少年に対する保護処分について

以前、少年法の適用がある『少年』とはいったい誰のことをさしているのか、について考えてみました。そして、その中で、少年法とは、「少年」が犯罪を犯してしまった場合等に、大人と同様に扱うことはせず、それぞれの少年にあった保護の処分をとることによって「少年」の反省を促し、更生させることを目的としたものである、とご説明いたしました。

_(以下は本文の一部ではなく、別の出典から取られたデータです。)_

PR #23, opened 2019-01-21
Consolidating down the resource identifier concept into a single field

itzg:
# Resolves

SALUS-148

# What

Consolidating the identifier name/value fields down into a single `resourceId` field.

さて、本日は、ここでいう「それぞれの少年にあった保護の処分」にはどのようなものがあるのか、整理をしてみたいと思います。

【保護観察】
罪を犯してしまった少年であっても、後述する児童自立支援施設や少年院のような施設に収容されることなく、直ちに社会に復帰できる場合があります。社会生活を送りつつ、保護観察官や保護司とよばれる人の指導・監督を受けることによって社会内で更生ができると判断された場合になされる、保護観察の処分を受けた場合です。
保護観察処分を受けた少年は、月に1~2回、担当の保護観察官・保護司のもとを訪れ、近況を報告します。そして、保護観察官・保護司は、少年に対し必要な指導や助言を行います。これを、原則として少年が20歳に達するまで行うことになります。もちろん、保護観察が一時的に解除される場合や、保護観察を継続する必要がなくなったとして終了する場合もあります。
なお、保護観察官は保護観察所の職員ですが、保護司というのは地域の事情に詳しく、経験も豊かな民間の方が、ボランティアとして行うものです。

【児童自立支援施設又は児童養護施設送致】
犯罪や非行を行ったのが18歳に満たないような低年齢の少年であって、少年自身の素養というよりも家庭環境に問題があると判断された場合になされるのが、児童自立支援施設送致の処分です。
また、同じく犯罪等を行ったのが18歳未満の少年であって、その少年に保護者がいない場合や虐待されている場合であれば、児童養護施設に送致されることになります。児童養護施設では、そのような児童の生活環境を整え、学習指導や生活指導等が行われます。
どちらの施設も、後述の少年院とは異なり、支援や保護が必要な子どもを収容する“福祉施設”であり、入所中の児童を支援・養護するのみならず、退所した児童についても、相談やその他自立に向けた様々な援助がなされます。

【少年院】
犯罪を犯してしまった少年について、仮に保護観察処分がなされたとすると、前述のように、直ちに普段の生活に戻ることになります。しかし、少年の態度や犯した罪の重さ、周りの環境等を考えた場合に、すぐに元の生活に戻すべきではない、となるケースもありえます。
そこで、そのような場合には、少年院送致の処分とし、少年院において健全な社会復帰のための矯正教育を受けさせることになります。
少年院にはさらに、初等少年院、中等少年院、特別少年院、医療少年院といった種類があり、このうちどこの少年院に送致されるかは、少年の年齢や犯した罪の重大さ、精神上の疾患の有無といった点を考慮して、どの少年院で矯正教育を受けることがその少年にとって適切か、という観点から決定されます。
なお、少年院はあくまでも少年を矯正するための施設であって、いわゆる刑務所ではないという点には注意が必要です。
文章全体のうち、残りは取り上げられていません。